Disons le franchement, "L'art de la fugue" ne marquera pas nos mémoires (contrairement à l'image d'Elodie Frégé dans le plus simple appareil). Mais a le mérite d'être une bonne petite comédie sympathique bourrée de nobles intentions. Trois frères, trois histoires d'amour, pas une qui fonctionne. Le pitch est donné, et à la vue de leurs parents, il faut croire que le désarroi sentimental est en héritage. Au centre du récit, Antoine, joué par un très juste Laurent Lafitte. Il fréquente depuis 10 ans Adar (Bruno Putzulu), garçon bien sous tous rapports, psychologue ayant réussi sa vie. Le gendre idéal, bien que la compagnie de ce dernier soit d'un ennui mortel. Son frère Louis (joué par Guy Bedos) est l'archétype du Casanova pensant tomber amoureux toutes les cinq secondes, offrant au passage de sublimes cornes à sa fiancée Julie interprétée par l'envoutante Elodie Frégé.

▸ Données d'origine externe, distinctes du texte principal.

PR #4909, opened 2022-09-07
Don't leave a one frame gap between clips.

JacksonRG:
To avoid showing a frame twice, or overlapping clips when slicing, we were adding a frame to the position of the right clip when slicing and keeping both sides.

The solution was simplifying, and using the play-head position to set the clip positions wherever possible.


JacksonRG:
[Slicing clip (Keep Both Sides) results in black frame between clips](https://trello.com/c/iPPE0lyW/164-slicing-clip-keep-both-sides-results-in-black-frame-between-clips)

jonoomph:
LGTM!

PR #26, opened 2023-09-08
Topological Sorting and Sequenced Execution

### LINKED ISSUE #17: [FEATURE] Parse a JSON Directed Graph into a process sequence

A portion of the user template will contain nodes and edges representing a process execution sequence.  This needs to be parsed into the actual executable sequence.

Use [Topological Sorting](https://en.wikipedia.org/wiki/Topological_sorting) to place objects representing the nodes into an ordered sequence.  The nodes must include references to predecessor nodes in the graph.  They should include references to dependent nodes if feasible.

The node predecessors will be used to delay execution using an `allOf()` completable future.

### LINKED ISSUE #19: [FEATURE] Provide asynchronous process execution API

In https://github.com/opensearch-project/opensearch-ai-flow-framework/issues/17, a process sequence with predecessor requirements will be generated.  Use this sequence to actually execute process steps when predecessors are complete.

An execution of the process will complete the following steps:
1. Iterate through the entire sequence, calling a method that returns a completable future immediately.
2. The method will take a collection of predecessor step completable futures (generated in step 1) as an argument, and delay further execution until an an allOf() completable future is complete.
3. When the step is actually complete, complete the future, which will be used by a future step.

This is the same type of execution currently used in plugins to execute a sequence of events.  It just needs to be adapted to rely on multiple predecessor steps.

### LINKED ISSUE #29: [FEATURE] Improve Workflow api

I implemented the `Workflow` API committed in #25 as part of my draft PR #26 and identified a few needed improvements.

Looking up and executing these should conceptually be similar to OpenSearch `TransportAction`s.  They all have an `ActionType` (fancy wrapper for a string), and then an action taking a `Request` argument and a `Response` type, which is used internally to return the results asynchronously.  We need counterparts of these same 4 components here:
 - [x] We need a consistent way to tie a string name to a Java object. Some sort of internal name field for each class will allow us to initialize a map somewhere and look these up.
 - [x] Another `<Workflow>` is not the appropriate return type as all we can do with the returned future is execute it... we need two new interfaces here representing input and output.   I think accepting input as an argument and a completable future for the output is probably the best way to do it.
     - I'm thinking a `Map<String, Object>` is probably a good internal representation for these input/output objects (to ease going to/from JSON) but there may be a better one.  It's probably very analogous to XContent. 
 - [x] Do not require the `execute()` method to throw an `Exception`. This requires calling code to catch the exception.  We're already returning a `CompletableFuture`, just complete the future exceptionally on error.
 - [x] I'm not sure `Workflow` is the right class name as that seems to imply the highest level, while this corresponds either to individual process steps, or sub-workflows.  I think `WorkflowStep` might be a good option but there may be better ones.

I think these suggestions are open-ended enough to allow lots of alternatives, I'm just requesting functionality.

Somewhere we'll need a way of finding these java objects to iterate over them to get their names.  This requires some level of object "registration" via an extension point somewhere.  Handling via `createComponents()` is a possibility.

### LINKED ISSUE #39: [BUG] Spotless doesn't replace tabs|spaces with spaces|tabs in JSON
### What is the bug?

JSON files with tabs aren't replaced by spaces like any sane formatter should do.

Or if we prefer tabs, spaces aren't being replaced by tabs.

1. Save a JSON file with tabs (accidentally, of course) and another one with spaces in an IDE configured for 4-space indent.
2. Run `./gradlew spotlessApply`
3. Observe that no changes have occurred, and the result looks different on different editors/environments (e.g., GitHub which for some insane reason loves 8 character tab indent)

Pick one:
 - [ ] No tabs used as indentation in any files representing structured data (like YAML or JSON).
 - [ ] Tabs always used as indentation in any files representing structured data (like YAML or JSON).

### Do you have any screenshots?

Screenshot 2023-09-14 at 5 22 27 PM

https://www.reddit.com/r/programming/comments/p1j1c/tabs_vs_spaces_vs_both/

dbwiddis:
### Description

Uses [Topological Sorting](https://en.wikipedia.org/wiki/Topological_sorting#Kahn's_algorithm) to parse a JSON graph description of nodes and edges into a sequence of processes.   Uses asynchronous execution with CompletableFutures to execute the processes.

Example input:
```json
{
    "sequence": {
        "nodes": [
            {
                "id": "fetch_model"
            },
            {
                "id": "create_ingest_pipeline"
            },
            {
                "id": "create_search_pipeline"
            },
            {
                "id": "create_neural_search_index"
            }
        ],
        "edges": [
            {
                "source": "fetch_model",
                "dest": "create_ingest_pipeline"
            },
            {
                "source": "fetch_model",
                "dest": "create_search_pipeline"
            },
            {
                "source": "create_ingest_pipeline",
                "dest": "create_neural_search_index"
            },
            {
                "source": "create_search_pipeline",
                "dest": "create_neural_search_index"
            }
        ]
    }
}
```
Example output showing sequencing with parallel paths:
```
17:22:34.597 INFO  o.o.f.demo.Demo - Parsing graph to sequence...
17:22:34.634 DEBUG o.o.f.template.TemplateParser - Start node(s): [fetch_model]
17:22:34.635 DEBUG o.o.f.template.TemplateParser - Execution sequence: [fetch_model, create_search_pipeline, create_ingest_pipeline, create_neural_search_index]
17:22:34.636 INFO  o.o.f.demo.Demo - Queueing process [fetch_model]. Can start immediately!
17:22:34.638 INFO  o.o.f.demo.Demo - Queueing process [create_search_pipeline]. Must wait for [fetch_model] to complete first.
17:22:34.638 DEBUG o.o.f.template.ProcessNode - >>> Starting fetch_model.
17:22:34.638 INFO  o.o.f.demo.Demo - Queueing process [create_ingest_pipeline]. Must wait for [fetch_model] to complete first.
17:22:34.639 INFO  o.o.f.demo.Demo - Queueing process [create_neural_search_index]. Must wait for [create_ingest_pipeline, create_search_pipeline] to complete first.
17:22:37.640 DEBUG o.o.f.template.ProcessNode - <<< Completed fetch_model
17:22:37.640 DEBUG o.o.f.template.ProcessNode - >>> Starting create_ingest_pipeline.
17:22:37.640 DEBUG o.o.f.template.ProcessNode - >>> Starting create_search_pipeline.
17:22:40.644 DEBUG o.o.f.template.ProcessNode - <<< Completed create_ingest_pipeline
17:22:42.644 DEBUG o.o.f.template.ProcessNode - <<< Completed create_search_pipeline
17:22:42.644 DEBUG o.o.f.template.ProcessNode - >>> Starting create_neural_search_index.
17:22:44.648 DEBUG o.o.f.template.ProcessNode - <<< Completed create_neural_search_index
17:22:44.648 INFO  o.o.f.demo.Demo - All done!
```

Example showing initialized data:
```json
{
    "sequence": {
        "nodes": [
            {
                "id": "create_index",
                "index_name": "demo"
            },
            {
                "id": "create_another_index",
                "index_name": "second_demo"
            }
        ],
        "edges": [
            {
                "source": "create_index",
                "dest": "create_another_index"
            }
        ]
    }
}
```
And the processing:
```
10:37:55.530 INFO  o.o.f.demo.DataDemo - Parsing graph to sequence...
10:37:55.594 DEBUG o.o.f.template.TemplateParser - Start node(s): [create_index]
10:37:55.595 DEBUG o.o.f.template.TemplateParser - Execution sequence: [create_index, create_another_index]
10:37:55.595 INFO  o.o.f.demo.DataDemo - Queueing process [create_index]. Can start immediately!
10:37:55.599 INFO  o.o.f.demo.DataDemo - Queueing process [create_another_index]. Must wait for [create_index] to complete first.
10:37:55.599 DEBUG o.o.f.template.ProcessNode - >>> Starting create_index.
10:37:55.684 DEBUG o.o.f.demo.CreateIndexWorkflowStep - Initialization sent params: {index=demo}, content: {aliases=[], settings={}, mappings={}}
10:37:57.699 DEBUG o.o.f.template.ProcessNode - <<< Completed create_index
10:37:57.699 DEBUG o.o.f.template.ProcessNode - >>> Starting create_another_index.
10:37:57.700 DEBUG o.o.f.demo.CreateIndexWorkflowStep - Initialization sent params: {index=second_demo}, content: {aliases=[], settings={}, mappings={}}
10:37:57.700 DEBUG o.o.f.demo.CreateIndexWorkflowStep - Previous step sent params: {}, content: {index=demo}
10:37:59.705 DEBUG o.o.f.template.ProcessNode - <<< Completed create_another_index
10:37:59.705 INFO  o.o.f.demo.DataDemo - All done!
```

### Issues Resolved

Fixes #17 
Fixes #19 
Fixes #29
Fixes #39 


src/main/java/org/opensearch/flowframework/template/ProcessNode.java
```diff
@@ -0,0 +1,94 @@
...
+            if (future.isCompletedExceptionally()) {
+                return;
+            }
+            System.out.println(">>> Starting " + this.id);
+            sleep(id.contains("ingest") ? 8000 : 4000);
+            System.out.println("<<< Finished " + this.id);
+            future.complete(this.id);
+        });
+        return this.future;
+    }
```
owaiskazi19, line 68: The `execute` method I have created in the interface is for the building block to use it like:

```java
public class UploadModel implements Workflow {

    @Override
    public void execute() {
       mlClient.uploadModel()
    }
}
```

Since this `execute` method is for process chaining, we don't have to implement the interface `Workflow` here. 
Feel free if you want to change the method's name to something else than `execute` here.

src/main/java/org/opensearch/flowframework/template/ProcessNode.java
```diff
@@ -0,0 +1,94 @@
...
+                try {
+                    waitForPredecessors.orTimeout(30, TimeUnit.SECONDS).get();
+                } catch (InterruptedException | ExecutionException e) {
+                    future.completeExceptionally(e);
+                }
+            }
+            if (future.isCompletedExceptionally()) {
+                return;
+            }
+            System.out.println(">>> Starting " + this.id);
```
owaiskazi19, line 62: Leftover?

src/main/java/org/opensearch/flowframework/template/ProcessNode.java
```diff
@@ -0,0 +1,94 @@
...
+            sleep(id.contains("ingest") ? 8000 : 4000);
```
owaiskazi19, line 63: Here as well?

src/main/java/org/opensearch/flowframework/template/TemplateParser.java
```diff
@@ -0,0 +1,168 @@
...
+            + "                \"source\": \"create_search_pipeline\",\n"
+            + "                \"dest\": \"create_neural_search_index\"\n"
+            // + " }\n,"
+            // + " {\n"
+            // + " \"source\": \"create_neural_search_index\",\n"
+            // + " \"dest\": \"fetch_model\"\n"
+            + "            }\n"
+            + "        ]\n"
+            + "    }\n"
+            + "}";
```
owaiskazi19, line 70: We can have a dummy json file to read from there.

owaiskazi19 (commented):
First pass review

src/main/java/org/opensearch/flowframework/template/ProcessNode.java
dbwiddis: All the println statements will be changed to logging eventually, or just removed. They (and the Demo classes) are there temporarily until the sequence is properly implemented/tested in a test case.  Haven't gotten there yet, this is still in draft.

src/main/java/org/opensearch/flowframework/template/ProcessNode.java
dbwiddis: Execute is fine, but see #29 for some requests.

src/main/java/org/opensearch/flowframework/template/ProcessNode.java
```diff
@@ -0,0 +1,184 @@
...
+    }
+
+    /**
+     * Execute this node in the sequence. Initializes the node's {@link CompletableFuture} and completes it when the process completes.
+     *
+     * @return this node's future. This is returned immediately, while process execution continues asynchronously.
+     */
+    public CompletableFuture<WorkflowData> execute() {
+        this.future = new CompletableFuture<>();
+        CompletableFuture.runAsync(() -> {
```
kotwanikunal, line 125: This is where the thread is leaked. 
>Returns a new CompletableFuture that is asynchronously completed by a task running in the ForkJoinPool.commonPool() after it runs the given action.

I would suggest executing it bounded using a defined executor. You can use - 
```
runAsync(Runnable runnable, Executor executor)
```
The executor can be either passed in or defined as a class variable.

The tests can then do something similar to https://github.com/opensearch-project/OpenSearch/blob/d34b35272fa19bc53cb0f6843a92d2d1ee4e3b47/server/src/test/java/org/opensearch/common/blobstore/stream/read/listener/ReadContextListenerTests.java#L50-L58

dbwiddis: The ProcessNode class currently doesn't take a thread pool as an argument on instantiation.   Set the thread leak scope to NONE as a temporary fix.  Created issue https://github.com/opensearch-project/opensearch-ai-flow-framework/issues/42 to track permanent fix which will allow implementation of this approach for tests and properly using OpenSearch thread pool in production.

dbwiddis:
> Merging #26 (136ceaa) into main (0f0b65d) will increase coverage by 74.26%.

I hereby claim the record for most code coverage improvement in this project ever!

src/main/java/demo/CreateIndexWorkflowStep.java
```diff
@@ -0,0 +1,81 @@
...
+    public CompletableFuture<WorkflowData> execute(List<WorkflowData> data) {
+        CompletableFuture<WorkflowData> future = new CompletableFuture<>();
+        CompletableFuture.runAsync(() -> {
+            String inputIndex = null;
+            boolean first = true;
+            for (WorkflowData wfData : data) {
+                logger.debug(
+                    "{} sent params: {}, content: {}",
+                    first ? "Initialization" : "Previous step",
+                    wfData.getParams(),
```
joshpalis, line 47: Are these parameters/content based on the REST API that each step is related to or are these the parameters/content of the fractal execute API which takes in the use case template and provisions the infrastructure?

src/main/java/demo/CreateIndexWorkflowStep.java
```diff
@@ -0,0 +1,81 @@
...
+                    wfData.getContent()
+                );
+                if (first) {
+                    Map<String, String> params = data.get(0).getParams();
```
joshpalis, line 51: Is it correct to assume that the first item in this `WorkflowData` list contains the user provided data from the use case template?

src/main/java/demo/CreateIndexWorkflowStep.java
```diff
@@ -0,0 +1,81 @@
...
+     * Instantiate this class.
+     */
+    public CreateIndexWorkflowStep() {
+        this.name = "CREATE_INDEX";
+    }
+
+    @Override
+    public CompletableFuture<WorkflowData> execute(List<WorkflowData> data) {
+        CompletableFuture<WorkflowData> future = new CompletableFuture<>();
+        CompletableFuture.runAsync(() -> {
```
joshpalis, line 40: Haven't seen `CompletableFuture.runAsync()` before. Just wanted to understand the rationale for this step and if its necessary to handle each `WorkflowStep` this way

joshpalis (commented):
Initial pass

src/main/java/org/opensearch/flowframework/template/ProcessNode.java
```diff
@@ -0,0 +1,184 @@
...
+            List<CompletableFuture<WorkflowData>> predFutures = predecessors.stream().map(p -> p.getFuture()).collect(Collectors.toList());
+            if (!predecessors.isEmpty()) {
+                CompletableFuture<Void> waitForPredecessors = CompletableFuture.allOf(predFutures.toArray(new CompletableFuture<?>[0]));
```
owaiskazi19, line 128: Why we do need a new future here? We can just add a timeout for `predFutures` to get populated.

src/main/java/org/opensearch/flowframework/template/ProcessNode.java
```diff
@@ -0,0 +1,184 @@
...
+            try {
+                stepFuture.join();
+                future.complete(stepFuture.get());
+                logger.debug("<<< Completed {}", this.id);
+            } catch (InterruptedException | ExecutionException e) {
+                handleException(e);
+            }
+        });
+        return this.future;
+    }
```
owaiskazi19, line 158: Can we pull this method from this POJO class to a new class as this method will have more additions later like validations?

src/main/java/org/opensearch/flowframework/template/TemplateParser.java
```diff
@@ -0,0 +1,164 @@
...
+
+/**
+ * Utility class for parsing templates.
+ */
+public class TemplateParser {
+
+    private static final Logger logger = LogManager.getLogger(TemplateParser.class);
+
+    // Field names in the JSON. Package private for tests.
+    static final String WORKFLOW = "sequence";
```
owaiskazi19, line 40: here and for the below
```suggestion
    private static final String WORKFLOW = "sequence";
```

src/main/java/org/opensearch/flowframework/template/TemplateParser.java
```diff
@@ -0,0 +1,164 @@
...
+    private TemplateParser() {}
+
+    /**
+     * Parse a JSON representation of nodes and edges into a topologically sorted list of process nodes.
+     * @param json A string containing a JSON representation of nodes and edges
+     * @param workflowSteps A map linking JSON node names to Java objects implementing {@link WorkflowStep}
+     * @return A list of Process Nodes sorted topologically.  All predecessors of any node will occur prior to it in the list.
+     */
+    public static List<ProcessNode> parseJsonGraphToSequence(String json, Map<String, WorkflowStep> workflowSteps) {
+        Gson gson = new Gson();
```
owaiskazi19, line 59: We can `ObjectMapper` from OpenSearch here instead of adding a new dependency for parsing json.

src/main/java/org/opensearch/flowframework/template/TemplateParser.java
```diff
@@ -0,0 +1,164 @@
...
+        List<ProcessNode> nodes = new ArrayList<>();
+        List<ProcessSequenceEdge> edges = new ArrayList<>();
+
+        for (JsonElement nodeJson : graph.getAsJsonArray(NODES)) {
+            JsonObject nodeObject = nodeJson.getAsJsonObject();
+            String nodeId = nodeObject.get(NODE_ID).getAsString();
+            // The below steps will be replaced by a generator class that instantiates a WorkflowStep
+            // based on user_input data from the template.
+            WorkflowStep workflowStep = workflowSteps.get(nodeId);
+            // temporary demo POC of getting from a request to input data
```
owaiskazi19, line 73: Can we have a TODO here or issue if present? Anything works.

src/main/java/org/opensearch/flowframework/template/TemplateParser.java
```diff
@@ -0,0 +1,164 @@
...
+                    @Override
+                    public Map<String, Object> getContent() {
+                        // See CreateIndexRequest ParseFields for source of content keys needed
+                        return Map.of("mappings", request.mappings(), "settings", request.settings(), "aliases", request.aliases());
+                    }
+
+                    @Override
+                    public Map<String, String> getParams() {
+                        // See RestCreateIndexAction for source of param keys needed
+                        return Map.of("index", request.index());
```
owaiskazi19, line 89: Why are we having `index` in `getParams()` as it will be also provided in content?

src/main/java/org/opensearch/flowframework/template/TemplateParser.java
```diff
@@ -0,0 +1,164 @@
...
+        // See https://en.wikipedia.org/wiki/Topological_sorting#Kahn's_algorithm
+        // L <- Empty list that will contain the sorted elements
+        List<ProcessNode> sortedNodes = new ArrayList<>();
+        // S <- Set of all nodes with no incoming edge
+        Queue<ProcessNode> sourceNodes = new ArrayDeque<>();
+        nodes.stream().filter(n -> !predecessorEdges.containsKey(n)).forEach(n -> sourceNodes.add(n));
+        if (sourceNodes.isEmpty()) {
+            throw new IllegalArgumentException("No start node detected: all nodes have a predecessor.");
+        }
+        logger.debug("Start node(s): {}", sourceNodes);
```
owaiskazi19, line 138: Don't we want to log just the first node here and not an entire queue?

src/main/java/org/opensearch/flowframework/template/TemplateParser.java
```diff
@@ -0,0 +1,164 @@
...
+                // remove edge e from the graph
+                graph.remove(e);
+                // if m has no other incoming edges then
+                if (!predecessorEdges.get(m).stream().anyMatch(i -> graph.contains(i))) {
+                    // insert m into S
+                    sourceNodes.add(m);
+                }
+            }
+        }
+        if (!graph.isEmpty()) {
```
owaiskazi19, line 158:
```suggestion
        if (!graph.isEmpty() || graph.size() != sortedNodes.size()) {
```

owaiskazi19 (commented):
Thanks for putting this together. Did a thorough review this time :)

src/main/java/demo/CreateIndexWorkflowStep.java
dbwiddis: In the future I'll be adding an executor argument to this to define which thread pool it will run on (see #42). It's much the same as ExecutorService.submit().

The rationale here is that we can launch this separate runnable and it will run in a different thread, and eventually complete `future` when it does its work.  In the meantime the `execute()` method returns the (uncompleted) future so the next step can wait for all the predecessors to complete with an allOf().

src/main/java/demo/CreateIndexWorkflowStep.java
dbwiddis: Yes and yes. :)

First note this is just an example class, @owaiskazi19 is working on actually implementing this in PR #38 

The `WorkflowData` class is a container for params (string to string map) and content (string to object map) which are intended to represent the two portions of a Rest Request you can communicate information (params on the URI, content in the content/data field).

The list that each step will get will have 1 or more of these instances:
 - index 0 comes from initialization, so may come from the template (user data) or the initial API call from a user
 - the remaining elements of the list come from the previous workflow step, where params will probably be empty (but isn't required to be) and the content will be the equivalent of the API response JSON.

src/main/java/org/opensearch/flowframework/template/ProcessNode.java
```diff
@@ -0,0 +1,184 @@
...
+        this.predecessors = Set.copyOf(predecessors);
+    }
+
+    /**
+     * Execute this node in the sequence. Initializes the node's {@link CompletableFuture} and completes it when the process completes.
+     *
+     * @return this node's future. This is returned immediately, while process execution continues asynchronously.
+     */
+    public CompletableFuture<WorkflowData> execute() {
+        this.future = new CompletableFuture<>();
```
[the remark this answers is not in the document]
dbwiddis: Yes, see #42

src/main/java/org/opensearch/flowframework/template/ProcessNode.java
dbwiddis: I'm using this for `allOf()`.  

Another option is to stick them all in a list and call `join()` on them.

Not sure what other option you are proposing.

src/main/java/org/opensearch/flowframework/template/ProcessNode.java
```diff
@@ -0,0 +1,184 @@
...
+        CompletableFuture.runAsync(() -> {
+            List<CompletableFuture<WorkflowData>> predFutures = predecessors.stream().map(p -> p.getFuture()).collect(Collectors.toList());
+            if (!predecessors.isEmpty()) {
+                CompletableFuture<Void> waitForPredecessors = CompletableFuture.allOf(predFutures.toArray(new CompletableFuture<?>[0]));
+                try {
+                    waitForPredecessors.orTimeout(30, TimeUnit.SECONDS).get();
```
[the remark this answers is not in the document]
dbwiddis: This is just a placeholder for now, and it's for the entire workflow.  It may need to be longer.  It probably needs to be part of the template.

src/main/java/org/opensearch/flowframework/template/ProcessNode.java
```diff
@@ -0,0 +1,184 @@
...
+                } catch (InterruptedException | ExecutionException e) {
+                    handleException(e);
+                    return;
+                }
+            }
+            logger.debug(">>> Starting {}.", this.id);
```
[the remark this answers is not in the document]
dbwiddis: Maybe?  We also need to update status somewhere.   I have no strong feelings about the log level here.

src/main/java/org/opensearch/flowframework/template/ProcessNode.java
dbwiddis: Maybe?  Can you be more specific?  Is it a problem leaving it here for now and refactoring later?

src/main/java/org/opensearch/flowframework/template/TemplateParser.java
dbwiddis: See comment 2 lines above, I'm using these in the test classes.

src/main/java/org/opensearch/flowframework/template/TemplateParser.java
dbwiddis: `ObjectMapper` is `@opensearch.internal`.

Can we open a new issue to discuss this?  I don't want to delay this PR to have this discussion.

src/main/java/org/opensearch/flowframework/template/TemplateParser.java
dbwiddis: Already an issue #41

src/main/java/org/opensearch/flowframework/template/TemplateParser.java
dbwiddis: That's where it is in a CreateIndexRequest that this is a temporary placeholder for

src/main/java/demo/CreateIndexWorkflowStep.java
joshpalis: I see, thanks for the clarification. That PR #38 attempts to read the index name from the workflow data content rather than from the parameters. I've followed the same pattern (read everything from content) on my PR #44, but ill update this to read the pipelineId from parameters instead.

src/main/java/org/opensearch/flowframework/template/TemplateParser.java
dbwiddis: We do log the entire queue later.  Sample output in the PR:
```
17:22:34.597 INFO  o.o.f.demo.Demo - Parsing graph to sequence...
17:22:34.634 DEBUG o.o.f.template.TemplateParser - Start node(s): [fetch_model]
17:22:34.635 DEBUG o.o.f.template.TemplateParser - Execution sequence: [fetch_model, create_search_pipeline, create_ingest_pipeline, create_neural_search_index]
```

src/main/java/org/opensearch/flowframework/template/TemplateParser.java
dbwiddis: I don't think this change is needed.  The only time I'd get to the second condition is if `graph.isEmpty()`.  In that case `graph.size()` is 0, and since we exited the above while loop, `sourceNodes.isEmpty()` and its size is therefor also 0, so this check ends up always being `0 != 0` which will never be true.

src/main/java/org/opensearch/flowframework/template/ProcessNode.java
owaiskazi19: I missed `allOf()` due to scrolling. Looks good and let's keep `allOf()` only here as it allows us to continue our flow in a non-blocking way.

src/main/java/org/opensearch/flowframework/template/TemplateParser.java
owaiskazi19: We should be a little strict in introducing new dependencies in the plugin and fetch more from OpenSearch if already present. Yes, we should open an issue to discuss this.

src/main/java/org/opensearch/flowframework/template/TemplateParser.java
owaiskazi19: I meant for our execution API it will be passed in content and not params.

owaiskazi19:
I see this PR fixes #19 as well but I don't see any RestHandler for the execution API. Am I missing something?

src/main/java/org/opensearch/flowframework/template/TemplateParser.java
dbwiddis: These all actually really should be public as they will be part of the template definition.

src/main/java/org/opensearch/flowframework/template/ProcessNode.java
owaiskazi19: There's no problem in leaving anything here right now for the entire PR and refactoring later :)
Can we have an issue to address this later?

src/main/java/org/opensearch/flowframework/template/ProcessNode.java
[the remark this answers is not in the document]
owaiskazi19: Instead of `debug`, I'm more inclined in keeping the level as `info` everywhere.

src/main/java/org/opensearch/flowframework/template/TemplateParser.java
dbwiddis: https://github.com/opensearch-project/opensearch-ai-flow-framework/issues/46

src/main/java/org/opensearch/flowframework/template/TemplateParser.java
dbwiddis: I leave it to you to handle this in #38 however you want to.  The above is placeholder code that will be removed

dbwiddis:
> I see this PR fixes #19 as well but I don't see any RestHandler for the execution API. Am I missing something?

It completes all the items listed in #19's description.

API in this context is not referring to a REST API

src/main/java/org/opensearch/flowframework/template/ProcessNode.java
dbwiddis: I'll handle it as part of #42

owaiskazi19:
> API in this context is not referring to a REST API

We would need a REST API though for frontend to trigger the process sequencing which is already handled in this PR.

src/main/java/org/opensearch/flowframework/template/ProcessNode.java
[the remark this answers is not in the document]
dbwiddis: I opened https://github.com/opensearch-project/opensearch-ai-flow-framework/issues/45 for this

dbwiddis:
> Won't we need a REST API though for frontend to trigger the process sequencing which is already handled in this PR?

Yes, we'll need a REST call to send the template in that we can't do until we have the template design finalized.  I see a few scattered REST API issues, is there a META with all of the required ones listed somewhere?

owaiskazi19:
> Yes, we'll need a REST call to send the template in that we can't do until we have the template design finalized. I see a few scattered REST API issues, is there a META with all of the required ones listed somewhere?

I was under the impression #19 is for the REST execution API. Based on our decided design [here](https://github.com/opensearch-project/OpenSearch/issues/9213#issuecomment-1724640922) we will need 2 APIs:
1. Execute API for frontend/users to trigger the worklow and pass use case template in the payload.
2. Orchestrate API to handle the operations to be done by the workflow.

owaiskazi19 (approved):
Thanks for addressing the feedback patiently. LGTM!

dbwiddis:
> I was under the impression #19 is for the REST execution API. Based on our decided design [here](https://github.com/opensearch-project/OpenSearch/issues/9213#issuecomment-1724640922) we will need 2 APIs:
> 
> 1. Execute API for frontend/users to trigger the worklow and pass use case template in the payload.
> 2. Orchestrate API to handle the operations to be done by the workflow.

So exection is by orchestrate?  That's what triggers the workflow using internal client stuff.

The template APIs would be CRUD.

We should definitely clarify all this in a new meta issue summarizing the various RFC comments.

owaiskazi19:
> So exection is by orchestrate? That's what triggers the workflow using internal client stuff.

Execution is by execution API. The operations to run on the workflow like Search/ingest would be done using orchestrate API.

> The template APIs would be CRUD.

The execution API should be able to pass the created use case template from frontend to backend as payload.

src/main/java/org/opensearch/flowframework/template/ProcessNode.java
```diff
@@ -0,0 +1,189 @@
...
+     * @param input Input required by the node
+     */
+    public ProcessNode(String id, WorkflowStep workflowStep, WorkflowData input) {
+        this.id = id;
+        this.workflowStep = workflowStep;
+        this.input = input;
+    }
+
+    /**
+     * Returns the node's id.
```
jackiehanyang, line 65: is this node id information coming from use-case template or it will be assigned at backend? I don't remember seeing this node id on the use-case template, you might want to confirm with front end people if you need this information from use-case template

dbwiddis: There is currently an `id` field with a somewhat descriptive name in the proposed use case template, which is what I based the JSON for this on. 

It needs to be unique, which we haven't really explicitly stated, but it's the same string that is used to define the source and destination for the edges, which somewhat forces that requirement.

joshpalis (approved):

Enfin, n'oublions pas le trop discret cadet Gérard incarné par les cheveux gras de Benjamin Biolay (un casting très musical vous l'aurez compris). Gérard est le looser par excellence, fou amoureux de sa future ex-femme, au chômage et toujours au bord de la dépression. Et pourtant si attachant. Si Nicolas Bedos est un peu en-dessous du lot, les trois principaux protagonistes restent forts. On le doit à un récit bien construit, à une rythmique douce et légère. Les plans sont parfois longs mais jamais trop lents. Les musiques sont discrètes mais toujours là quand elles le doivent, pas de place au « clip-show » pour adolescents.

On passe d'un moment léger et fugace à un autre, plus sombre et amère. Les hôpitaux, moment de grâce, reprennent à la minute suivante leur allure mortifère. Tantôt on riait pourtant d'un cimetière. Même chose pour la gare, lieu d'évasion pour les uns, propices aux confidences pour les autres. Le film nous embarque avec une formidable vitesse de croisière. Notamment grâce aux thèmes, pourtant pas si modernes. Le temps mort d'un couple, n'est-ce pas là un des plus vieux leitmotifs de la comédie ?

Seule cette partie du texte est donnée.